Je crois qu’il pensait que cela nous arrêterait.
Bon, je débarque avec l’équipe au complet, je ne leur ai rien caché, ils
savent qu’il faut le convaincre.
Quand nous arrivons à la bibliothèque de l’Assemblée, Césaire est déjà
là, installé sous une lampe verte, un ouvrage à la main et le regard qu’il
nous jette est celui du professeur qui va coller ses élèves ; il voit bien que le
rendez-vous n’est pas du tout informel, il voit bien la caméra, la perche, le
micro, la valise d’éclairage ; il voit tout ça et je suis dans mes petits
souliers. J’allonge mes jambes et m’apprête à faire un truc que la
déontologie n’a absolument pas répertorié ni prévu, ni même imaginé.
Je m’assois, affronte son regard sévère et je parle en pilotage
automatique :
— Voilà, on peut repartir comme on est venu, monsieur. – Je ne manque
pas d’air, huit mille kilomètres en avion, aux frais du contribuable. – Moi, je
vous connais parce que j’ai lu tout ce que vous avez écrit, j’ai visité le fond
de l’âme et souvent je n’ai rien compris. En revanche, vous ne me
connaissez pas, alors je vais faire quelque chose que je n’ai jamais fait. – Je
lui tends un cahier. – Dans ce cahier, il y a ce que j’écris depuis toute petite,
c’est mon univers. Faites-moi l’honneur d’en lire quelques lignes, si ce que
vous lisez fait de moi quelqu’un d’affreux, je plie bagage, nous plions
bagage…
Ma carte de presse fait des bonds de contrariété au fond de mon sac,
cette interview je la veux, mes camarades sont affolés, mais j’ai vu la lueur
dans l’œil de Césaire. Je m’attends à ce qu’il prenne le cahier et me dise de
revenir le lendemain. Non, il prend le cahier et se met à lire.
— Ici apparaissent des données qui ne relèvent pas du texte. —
Issue #4225, opened 2018-09-11
Utils drawImage issue


enjoy008:
```java
public static void drawImage(Canvas canvas,
                                 Drawable drawable,
                                 int x, int y,
                                 int width, int height) {

        MPPointF drawOffset = MPPointF.getInstance();
        drawOffset.x = x - (width / 2);
        drawOffset.y = y - (height / 2);

        drawable.copyBounds(mDrawableBoundsCache);
        drawable.setBounds(
                mDrawableBoundsCache.left,
                mDrawableBoundsCache.top,
                mDrawableBoundsCache.left + width,
                mDrawableBoundsCache.top + width);

        int saveId = canvas.save();
        // translate to the correct position and draw
        canvas.translate(drawOffset.x, drawOffset.y);
        drawable.draw(canvas);
        canvas.restoreToCount(saveId);
    }
```

**should change to (width -> height)**
```java
public static void drawImage(Canvas canvas,
                                 Drawable drawable,
                                 int x, int y,
                                 int width, int height) {

        MPPointF drawOffset = MPPointF.getInstance();
        drawOffset.x = x - (width / 2);
        drawOffset.y = y - (height / 2);

        drawable.copyBounds(mDrawableBoundsCache);
        drawable.setBounds(
                mDrawableBoundsCache.left,
                mDrawableBoundsCache.top,
                mDrawableBoundsCache.left + width,
                mDrawableBoundsCache.top + height);

        int saveId = canvas.save();
        // translate to the correct position and draw
        canvas.translate(drawOffset.x, drawOffset.y);
        drawable.draw(canvas);
        canvas.restoreToCount(saveId);
    }
```

almic:
Thanks for pointing this out, adding to the list.

PR #4861, opened 2020-03-28
Fixed width/height bug for drawing images

timbeissinger:
Bug was initially reported Sept 11, 2018: "Utils drawImage issue #4225". PhilJay wrote that he planned to fix it but it hasn't been incorporated yet. (https://github.com/PhilJay/MPAndroidChart/issues/4225)

## PR Checklist:


hannesa2:
Thank you for the bug fix. I apply it here https://github.com/AppDevNext/AndroidChart/pull/638

PR #4893, opened 2020-05-06
Update BarChartRenderer.java

ShalevCohen2112:
## PR Checklist:


ShalevCohen2112:
l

Le supplice est total. Jamais je ne me suis sentie aussi misérable et
pendant qu’il se penche sur mes pattes de mouche, je transpire : mais
comment ai-je osé livrer mes maladroites élucubrations à cet homme-là, à
cette plume-là, à cette légende poétique, je suis donc prête à la pire
humiliation pour cette interview ?
Je transpire jusqu’à la dernière page, l’heure la plus inconfortable de ma
vie. Il referme le cahier et me dit :
— On commence quand ?
Dit comme cela, c’est si évident, mais dans le contexte de l’époque, rien
dans les outils éducatifs, familiaux, scolaires ou sociétaux dont nous
disposions ne nous armait pour une pareille réflexion.
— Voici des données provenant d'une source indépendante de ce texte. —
Issue #3388, opened 2017-08-30
Unable to drag highlight when zoomed into line chart


lesiva:
There doesn't seem to be a way to lock the visible x range to a subset of the graph and then enable dragging of the highlight. 

(60 values in the graph, locked into viewing only the last 12 values -- unable to drag highlight)

paul-freez:
Same thing here. The main problem is that when you force chart to show less values than it has is DataSet - it thinks that is's always zoomed in:
```
boolean shouldPan = !mChart.isFullyZoomedOut() ||
                                !mChart.hasNoDragOffset();
```
Here mChart.isFullyZoomedOut() is always false and we cant highlight values no more

idealllee:
The author's suggestion in https://github.com/PhilJay/MPAndroidChart/issues/948 and is still working for me as long as:
`dragEnabled` is set to `false` and
`highlightPerDragEnabled` is set to `true`. 

@paul-freez from [code](https://github.com/PhilJay/MPAndroidChart/blob/72031d33cacf9d880261e491a5de6f0c1b2de78d/MPChartLib/src/main/java/com/github/mikephil/charting/listener/BarLineChartTouchListener.java#L188) it should be that `shouldPan` logic is bypassed once `dragEnabled` is `false`.

BulatMukhutdinov:
Any progress on this? I need to block scrolling and move highlight while zoomed in

PR #4897, opened 2020-05-08
fix unable to drag highlight when zoomed into line chart

Lloyd0577:
## PR Checklist:
-  I have tested this extensively and it does not break any existing behavior.
-  I have added/updated examples and tests for any new behavior.
-  If this is a significant change, an issue has already been created where the problem / solution was discussed: [N/A, or add link to issue here]
       

## PR Description
1.This PR fix the issue that unable to drag highlight when zoomed into line chart related to #3388 .
2.When chart is zoomed, you can drag highlight after chart's `dragEnabled` is set to false.
(In my code, I set `dragEnabled` to false in `onChartLongPressed` callback,then set it to true back in `onChartGestureEnd` callback ).


Lloyd0577:
fix unable to drag highlight when zoomed into line chart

Sur la terre entière, les Noirs étaient soumis aux forces coloniales, à
l’apartheid, à la ségrégation, et apprenaient le monde à travers le prisme des
dominants, donc de l’Occident. La culture blanche entendait tout gommer
sur son passage et ses armes étaient d’une sournoise violence : l’école, Dieu
qui racontait la compassion et l’abnégation, sauf pour les Nègres tous
convoqués à l’obéissance… C’est de là que jaillit le Cahier d’un retour au
pays natal, de l’exil qu’exalta le suréalisme :
la négraille assise
inattendument debout
debout dans la cale
debout dans les cabines
debout sur le pont
debout dans le vent
debout sous le soleil
debout dans le sang
debout
et
libre
CAHIER D’UN RETOUR AU PAYS NATAL, ÉDITIONS PRÉSENCE AFRICAINE,
1956
— Ça, c’est le plus important, précise-t-il. Mais il n’y a pas que cela.
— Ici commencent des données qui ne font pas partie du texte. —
Issue #2071, opened 2016-07-27
First Dataset Using Second's Alpha Value in Line Chart


jngr:
I noticed some odd behavior when using dual line charts. I wanted to have one data series shown as a line and another data series of discrete values with only the data points plotted. Idea was to make the second graph line invisible setting its alpha value to 0. 
- start off e.g. with the dual line chart sample
- use ARGB values for the colors of both graphs
- first graph's mode set to LINEAR
- make the second graph disappear by setting its alpha value to 0
- change first graph's mode to HORIZONTAL_BEZIER or CUBIC_BEZIER
- the first graph and its fill disappear

Playing with different alpha values, it turns out that the first graph's color and fill both use the second graph's alpha value if HORIZONTAL_BEZIER or CUBIC_BEZIER mode are selected. ´
(This is using MPAndrroidChart version 3.0.0 beta.)

**Modified Code from the LineChartActivity2 sample:**

```
            set1 = new LineDataSet(yVals1, "DataSet 1");
            set1.setAxisDependency(AxisDependency.LEFT);
            //set1.setColor(ColorTemplate.getHoloBlue());
            set1.setColor(0xffff0000);
            set1.setCircleColor(Color.WHITE);
            set1.setLineWidth(2f);
            set1.setCircleRadius(3f);
            set1.setFillAlpha(65);
            set1.setDrawFilled(true);
            set1.setMode(LineDataSet.Mode.HORIZONTAL_BEZIER);
            set1.setFillColor(ColorTemplate.getHoloBlue());
            set1.setHighLightColor(Color.rgb(244, 117, 117));
            set1.setDrawCircleHole(false);

            // create a dataset and give it a type
            set2 = new LineDataSet(yVals2, "DataSet 2");
            set2.setAxisDependency(AxisDependency.RIGHT);
            //set2.setColor(Color.RED);
            set2.setColor(0x0000ff00);
            set2.setCircleColor(Color.WHITE);
            set2.setLineWidth(2f);
            set2.setMode(LineDataSet.Mode.HORIZONTAL_BEZIER);
            set2.setCircleRadius(3f);
            set2.setFillAlpha(65);
            set2.setFillColor(Color.RED);
            set2.setDrawCircleHole(false);
            set2.setHighLightColor(Color.rgb(244, 117, 117));
```

RobertZagorski:
Probably does not happen anymore. I can't reproduce it.

almic:
[...]

PR #4961, opened 2020-08-02
Fix bug #2071, alpha issue of DataSets

qinidea:
## PR Checklist:
       

## PR Description

Issue #2071 has marked closed at 2018 but actually it still open.

LineChartRenderer calls c.drawBitmap with the mRenderPaint , which still contains the alpha from the last drawn dataset.


hannesa2:
I guess, I've already included it  https://github.com/AppDevNext/AndroidChart/blob/268c1b4034e5d397afae60f778930ab92bf30c62/chartLib/src/main/kotlin/info/appdev/charting/renderer/LineChartRenderer.kt#L85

Pendant ces années d’études, j’ai rencontré le monde, l’Afrique bien sûr,
mais aussi l’univers slave dont je me suis senti incroyablement proche. Je
parle un peu croate vous savez ! – Il se rengorge, rigole. – Figurez-vous que
je suis au restaurant universitaire, nous sommes à la veille des vacances et
je n’ai pas d’argent pour rentrer en Martinique. Alors je suis là, avec mon
plateau, je me fais servir, une des dames qui sert me dit : « Vous ne prenez
que ça ? Vous ne mangez rien ! » Me voilà qui lui raconte que je suis
végétarien et j’entends un grand rire derrière moi, je me retourne sur un
beau jeune homme, le cheveu noir, qui me dit : « Qu’est-ce que tu
racontes ? » C’était un Yougoslave. Nous sommes devenus amis et il m’a
dit : « Aimé, il faut que tu viennes avec moi en vacances en Yougoslavie ! »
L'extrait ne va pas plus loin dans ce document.